If you forget this step, terraform apply will fail at google_cloud_run_domain_mapping with a domain verification failure error, which is not immediately obvious as a Search Console issue.

Steps to fix:

1
2
3
4
5
6


1. Go to Google Search Console
2. Select the verified property for your domain
3. Settings → Users and permissions → Add user
4. Enter the Terraform SA email (e.g. github-actions-terraform@project.iam.gserviceaccount.com)
5. Set permission to Owner
6. Save

The reason for this design likely traces back to Google’s product history — Search Console was already where Google managed domain ownership, and Cloud Run merely adopted that verification system instead of building its own from scratch the way AWS and Azure did.

Pipeline Comparison

Previous Pipeline (~150 Lines)

 1
 2
 3
 4
 5
 6
 7
 8
 9
10
11
12
13


deploy:
  steps:
    - Configure AWS credentials (OIDC)
    - Get EC2 public IP
    - Validate 12+ secrets and variables
    - SCP compose files to EC2
    - SSH into EC2 and run deploy script:
        - write .env
        - install certbot + cronie
        - docker login to GHCR
        - docker compose pull / down / up
        - certbot + cron
    - Health check (HTTPS with HTTP fallback)

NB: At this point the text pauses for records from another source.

Issue #222, opened 2024-09-28
Server crashes when trying to create table on a cloud node


CGodiksen:
When running a cluster deployment with a cloud node, the server crashes when a table is created on the manager and the manager tries to create the table on the cloud node.

The following error is returned when trying to create a table:
`Cluster Error: status: Internal, message: "Configuration Error: Not a Delta table: no log files"`

Steps to reproduce:

1. Start a manager with MinIO as the remote data folder.
2. Start a cloud node that is connected to the already started manager.
3. Create a model table named `test_model_table_1` on the manager which also creates it on the cloud.
4. The cloud node should now crash.

PR #232, opened 2024-09-30
Fixed server crashing when trying to create table on a cloud node

CGodiksen:
This PR fixes https://github.com/ModelarData/ModelarDB-RS/issues/222 which was caused by the cloud node trying to register a Delta table in the query data folder that did not exist yet.

The bug was fixed by the manager creating an empty Delta Lake table in the remote data folder when a table is created before the request is sent along to the edge and cloud nodes. This means that when the create table request gets to the cloud node, the table in the remote data folder can be registered.

The PR also fixes some minor documentation issues and another small bug where we registered model tables always using the table metadata manager from the local data folder instead of the query data folder. This is fine on edge nodes but on cloud nodes this meant that the node would query data from the remote data folder and tag metadata from the local data folder.


crates/modelardb_server/src/context.rs
```diff
@@ -222,13 +222,15 @@ impl Context {
     /// DataFusion. If the model tables could not be retrieved from the metadata Delta Lake or a
     /// model table could not be registered, return [`ModelarDbError`].
     pub async fn register_model_tables(&self) -> Result<(), ModelarDbError> {
-        let table_metadata_manager = &self.data_folders.local_data_folder.table_metadata_manager;
-
-        let model_table_metadata = table_metadata_manager
+        let model_table_metadata = self
```
skejserjensen, line 225: Maybe add a comment why `model_table_metadata` uses the `local_data_folder` while `table_metadata_manager` uses the `query_data_folder` as it is not clear.

skejserjensen (changes requested):

crates/modelardb_server/src/context.rs
CGodiksen: Added a comment that specifies that we use the local data folder since we don't want to register tables that the data sinks cannot write data to (since it uses the storage engine). The query data folder might contain more tables than the local data folder on start up but that should not be a problem since we retrieve and create the potentially missing tables from the manager right after registering tables and model tables locally.

skejserjensen (approved):

chrthomsen (approved):

PR #237, opened 2024-10-03
GitHub Actions Object Stores

### LINKED ISSUE #226: Add MinIO and Azurite to the GitHub Action Runners
Tests are currently only executed on local data as an object store is not available in [GitHub Action's Runners](https://github.com/actions/runner-images/tree/main). Thus, testing deployments with multiple instances of `modelardbd` across edge and cloud an an instance of `modelardm` is not done. To remedy this, both [MinIO](https://min.io/) and [Azurite](https://learn.microsoft.com/en-us/azure/storage/common/storage-use-azurite) should be added to the GitHub Action Runners so tests with all possible configurations can be performed. Both MinIO and Azurite is needed, as ModelarDB is designed to support multiple different object stores and both S3 and Azure support is currently implemented with S3 being the most mature. Possible solutions for  installing and running MinIO and Azurite in the background across all three runners could be:

- **Docker:** Simple to deploy, but this is not possible on macOS as it is only installed on Linux and Windows.
- **Perl/Python/Ruby/etc Script:** It is unclear how to run the script in the background across all three OSes.
- **GitHub Actions Marketplace:** [minio-action](https://github.com/infleet/minio-action) assumes sh and Docker, while [azuright](https://github.com/potatoqualitee/azuright) assumes PowerShell.
- **One yml File with per OS ifs:** A more complex GitHub Action yml file seems costly as it is hard to debug.
- **Separate yml Files per OS:** Multiple files to updated, but < 100 lines, and simple to run OS commands.

skejserjensen:
This PR fixes #226 by adding Minio and Azurite to the GitHub Actions runners for use with testing. A separate `yml` file was not created for each platform was agreed in #226 as the only part of the `yml` file that needed to be specialized for each platform was specifying the version of Minio to download. As `deltalake` and `object_store` seems to lack functionality for creating S3 buckets and Azure Blob Storage containers, an S3 bucket named `modelardb` and an Azure Blob Storage container named `modelardb` is created so tests that use the object stores can be implemented without adding additional dependencies.


.github/workflows/cargo-build-lint-and-test.yml
```diff
@@ -21,11 +21,19 @@ on:
     branches: [ "main" ]
 
 env:
+  # General.
   CARGO_TERM_COLOR: always
   RUSTFLAGS: -C instrument-coverage -C strip=symbols -D warnings
   RUSTDOCFLAGS: -D warnings
   LLVM_PROFILE_FILE: modelardb-%p-%m.profraw
 
+  # Minio.
```
CGodiksen, line 30:
```suggestion
  # MinIO.
```

.github/workflows/cargo-build-lint-and-test.yml
```diff
@@ -21,11 +21,19 @@ on:
...
+  AWS_ACCESS_KEY_ID: minioadmin
+  AWS_SECRET_ACCESS_KEY: minioadmin
+  AWS_DEFAULT_REGION: us-west-1
```
CGodiksen, line 33: I don't think it does anything but maybe change to `eu-central-1` for consistency with the Docker Compose file.

.github/workflows/cargo-build-lint-and-test.yml
```diff
@@ -36,9 +44,36 @@ jobs:
         operating-system: [ubuntu-latest, macos-latest, windows-latest]
 
     steps:
+    # Retrieve Code.
     - name: Checkout
       uses: actions/checkout@v4
 
+    # Setup Minio.
```
CGodiksen, line 51:
```suggestion
    # Setup MinIO.
```

.github/workflows/cargo-build-lint-and-test.yml
```diff
@@ -36,9 +44,36 @@ jobs:
...
+    - name: Setup Minio
```
CGodiksen, line 52:
```suggestion
    - name: Setup MinIO
```

CGodiksen (approved):

.github/workflows/cargo-build-lint-and-test.yml
skejserjensen: Fixed.

.github/workflows/cargo-build-lint-and-test.yml
skejserjensen: Fixed.

.github/workflows/cargo-build-lint-and-test.yml
skejserjensen: Fixed.

.github/workflows/cargo-build-lint-and-test.yml
skejserjensen: Fixed.

crates/modelardb_server/tests/integration_test.rs
```diff
@@ -55,7 +55,8 @@ const HOST: &str = "127.0.0.1";
 
 /// The next port to be used for the server in an integration test. Each test uses a unique port and
 /// local data folder, so they can run in parallel and so that any failing tests do not cascade.
-static PORT: AtomicU16 = AtomicU16::new(9999);
+/// Ports 9000 and 9001 is used by MinIO and Ports 10000, 10001, and 10002 is used by Azurite.
```
chrthomsen, line 58: 2x "is" -> "are"

chrthomsen (approved):

Issue #246, opened 2024-10-11
Use best practices for Errors and Panics


skejserjensen:
Currently the ModelarDB server indicates errors by returning error types defined by our dependencies, returning error types we define, returning strings, and a few `panic!()` to indicate that an error have occurred. However, at the moment there is no consistency when which method is used, so this task is to determine how the Rust community generally recommends errors should be managed so we can follow best practices, e.g, using resources like [this](https://nrc.github.io/error-docs/). 

Also, it would be beneficial if the use of these best practices could remove all uses of `panic!()` so the system does not simply crash when an error occurs, e.g., rejecting new data points by returning an error if the storage engine is out of memory for new data points instead of simply calling `panic!()`. In the best case the code should not contain panic!() or use API's that may `panic!()` to prevent the server from crashing and stopping ingestion when an error occurs.

PR #247, opened 2024-10-11
Split common into common and types

skejserjensen:
This PR splits `modelardb_common` into `modelardb_common` and `modelardb_types` so `ModelarDbError` can be used without a lot of dependencies in preparation for working on #246.


crates/modelardb_types/Cargo.toml
```diff
@@ -0,0 +1,27 @@
+# Copyright 2023 The ModelarDB Contributors
```
chrthomsen, line 1: 2024 ?

crates/modelardb_types/src/lib.rs
```diff
@@ -0,0 +1,22 @@
+/* Copyright 2023 The ModelarDB Contributors
```
chrthomsen, line 1: 2024 ?

chrthomsen (approved):

crates/modelardb_types/Cargo.toml
skejserjensen: Fixed.

crates/modelardb_types/src/lib.rs
skejserjensen: Fixed.

CGodiksen (approved):

Issue #268, opened 2024-12-09
It is possible to create and drop tables directly on a server when running in a cluster


CGodiksen:
The operations were moved to `do_get` in https://github.com/ModelarData/ModelarDB-RS/pull/266 and we relied on `validate_action_request` to stop creating and dropping tables directly on a server node when running in a cluster. Currently it is possible to create or drop a table directly on a server which would result in an inconsistent database schema across the cluster.

Issue #267, opened 2024-12-09
Manager still uses actions for creating, dropping, and truncating tables for each node in a cluster


CGodiksen:
Since creating, dropping, and truncating tables have been moved to `do_get()` in https://github.com/ModelarData/ModelarDB-RS/pull/266, the process for doing these actions for each node in a cluster should also be updated. Currently the manager still uses the old actions which result in an `Action not implemented` error if trying to, for example, create a table in a cluster.

PR #269, opened 2024-12-10
Fixed bugs caused by moving actions to do_get

CGodiksen:
This PR fixes bugs that were caused by moving certain operations to `do_get` from `do_action` in https://github.com/ModelarData/ModelarDB-RS/pull/266. Specifically, the PR fixes https://github.com/ModelarData/ModelarDB-RS/issues/268 which was a bug that allowed creating and dropping tables directly on a server even when running in a cluster and https://github.com/ModelarData/ModelarDB-RS/issues/267 which was a bug caused by the `Cluster` type in the manager still using the old actions to create, drop, and truncate.

The PR also fixes another minor bug that was caused by the return value in the `do_get` method in the manager. The empty stream cased a `Server never sent a data message` error on the calling client which has been fixed by returning flight data with an empty schema in it.


crates/modelardb_manager/src/cluster.rs
```diff
@@ -137,84 +137,42 @@ impl Cluster {
...
         }
 
         Ok(())
     }
 
-    /// Connect to the Apache Arrow flight client given by `url` and make a request to do `action`.
-    /// If the action was successfully executed, return the url of the node, otherwise return
-    /// [`ModelarDbManagerError`].
-    async fn connect_and_do_action(
+    /// Connect to the Apache Arrow flight client given by `url` and execute the given `sql`
```
skejserjensen, line 160: Is the flight client not used to connect to the instance of `modelardbd` at `url` instead of a Apache Arrow flight client? Maybe rephrase the comment.

crates/modelardb_manager/src/cluster.rs
```diff
@@ -137,84 +137,42 @@ impl Cluster {
...
+    /// statement with the given `key`. If the statement was successfully executed, return the url
```
skejserjensen, line 161: Maybe "... with the given `key` as metadata." to make it more clear how `key` is used.

crates/modelardb_manager/src/remote.rs
```diff
@@ -460,7 +460,11 @@ impl FlightService for FlightServiceHandler {
         };
 
         // Confirm the SQL statement was executed.
-        Ok(Response::new(Box::pin(stream::empty())))
+        let options = IpcWriteOptions::default();
```
skejserjensen, line 463: Unclear why [`stream::empty()` ](https://docs.rs/futures/latest/futures/prelude/stream/fn.empty.html) was replaced with code that also seems to create an empty stream. Maybe extend the comment to state what the stream returns, and if it is empty, why `stream::empty()` is not used.

crates/modelardb_server/src/remote.rs
```diff
@@ -427,6 +443,7 @@ impl FlightService for FlightServiceHandler {
         &self,
         request: Request<Ticket>,
     ) -> StdResult<Response<Self::DoGetStream>, Status> {
+        let request_metadata = request.metadata().clone();
```
skejserjensen, line 446: Unclear why the `MetadataMap` is cloned when the type of `validate_request`'s argument is `&MetadataMap` which [`Request.metadata()`](https://docs.rs/tonic/latest/tonic/struct.Request.html#method.metadata) return.

crates/modelardb_server/src/remote.rs
```diff
@@ -602,21 +625,10 @@ impl FlightService for FlightServiceHandler {
         &self,
         request: Request<Action>,
     ) -> StdResult<Response<Self::DoActionStream>, Status> {
-        let metadata = request.metadata().clone();
+        let request_metadata = request.metadata().clone();
```
skejserjensen, line 628: Unclear why the `MetadataMap` is cloned when the type of `validate_request`'s argument is `&MetadataMap` which [`Request.metadata()`](https://docs.rs/tonic/latest/tonic/struct.Request.html#method.metadata) return.

skejserjensen (changes requested):

crates/modelardb_manager/src/cluster.rs
CGodiksen: Fixed.

crates/modelardb_manager/src/remote.rs
CGodiksen: The new code does not create an empty stream, it just creates a stream of a single element. It seems that a schema is required for `do_get` to execute correctly in PyArrow and possibly also other clients. I have made it clear in the comment that the stream is not empty.

crates/modelardb_server/src/remote.rs
CGodiksen: It was required because of the call to `request.into_inner()` on the next line but changing it to `request.get_ref()` fixed the issue.

skejserjensen (approved):

chrthomsen (approved):

Issue #270, opened 2024-12-15
Cloud nodes return an error when trying to query model tables created through the manager


CGodiksen:
Currently cloud nodes return an error if you query a table that was created through the manager while the cloud node is running. This is caused by the `model_table_name_tags` table not being registered with the query data folder table metadata manager session context. This is not a problem for edge nodes since the query data folder is the same as the local data folder.

PR #271, opened 2024-12-16
Fixed bug causing cloud nodes to return error when querying

CGodiksen:
This PR fixes https://github.com/ModelarData/ModelarDB-RS/issues/270 which caused cloud nodes to return an error when trying to query a table that was created while the cloud node was running.

The PR adds a new method to the table metadata manager that can be used to register the `model_table_name_tags` table which is the only metadata table required during querying. This new method is used to register the metadata table in the query data folder table metadata manager when a table is created.

The PR also adds unit tests for this new method since it is public.

### DIFF
--- a/crates/modelardb_server/src/context.rs
+++ b/crates/modelardb_server/src/context.rs
@@ -146,7 +146,7 @@ impl Context {
             .create_model_table(&model_table_metadata.name)
             .await?;
 
-        let query_table_metadata_manager = self
+        let query_folder_table_metadata_manager = self
             .data_folders
             .query_data_folder
             .table_metadata_manager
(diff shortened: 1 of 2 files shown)


crates/modelardb_server/src/context.rs
```diff
@@ -146,23 +146,33 @@ impl Context {
             .create_model_table(&model_table_metadata.name)
             .await?;
 
-        let table_metadata_manager = self
+        let query_table_metadata_manager = self
```
skejserjensen, line 149: Maybe `query_folder_table_metadata_manager` as I did not understand what `quey_` was until I read how the variable was created.

skejserjensen (approved):

crates/modelardb_server/src/context.rs
CGodiksen: Fixed.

Redesigned Pipeline (~60 Lines)

 1
 2
 3
 4
 5
 6
 7
 8
 9
10
11
12
13


build:
  steps:
    - Authenticate to GCP (WIF)
    - Configure Docker for Artifact Registry
    - docker build + push
    - Resolve immutable digest (sha256)

deploy:
  steps:
    - Authenticate to GCP (WIF)
    - terraform init / plan / apply (service stack)
    - Health check (Cloud Run URL)
    - Health check (custom domain)

Key differences:

No SSH keys, .env files, certbot, or nginx to manage
Image digest is immutable (sha256), not a mutable tag
Cloud Run configuration is managed by Terraform — no drift
Secrets live in Secret Manager, not passed in at deploy time

Remote Backend Hardening

Terraform state contains sensitive data like database passwords. The state bucket needs hardening:

1
2
3
4
5
6
7
8


resource "google_storage_bucket" "terraform_state" {
  versioning {
    enabled = true
  }

  uniform_bucket_level_access = true
  public_access_prevention    = "enforced"
}

uniform_bucket_level_access: enforce IAM-only access, disable ACLs
public_access_prevention = "enforced": even if IAM is misconfigured, the bucket stays private
versioning: recover state if it gets overwritten or corrupted

One advantage of using GCS as a Terraform backend: state locking is built in — no need to create a separate DynamoDB table like on AWS.

Cost

Item	AWS EC2	GCP Cloud Run
Compute	~$8-15/month (t3.micro 24/7)	Nearly free (low traffic stays in free tier)
Database	Free (container)	~$7-10/month (Cloud SQL db-f1-micro)
SSL	Free (certbot)	Free (auto-managed)
Registry	Free (GHCR)	Low (Artifact Registry)
Total	~$8-15/month	~$8-12/month

Costs are similar, but operations complexity dropped sharply: no more VM patching, SSH key rotation, certbot renewal, or nginx config.

Lessons Learned

Map concepts first: GCP and AWS have very different IAM models — Service Account versus IAM Role requires a mindset shift. Sort out the correspondences before migrating.
Split your Terraform stacks by change frequency: deploy should be fast — don’t plan the entire world on every push.
Lock down federated identity trust boundaries from day one: scope to repo + branch, use immutable IDs instead of names.
Follow least privilege at every layer: project-level IAM is convenient but will bite you eventually. Per-resource bindings are safer.
Specify the managed database edition explicitly: PG 17+ defaults to Enterprise Plus; for the lowest cost tier, set ENTERPRISE.
Don’t assume features exist: every “this feature should be there” assumption needs to be verified against the documentation.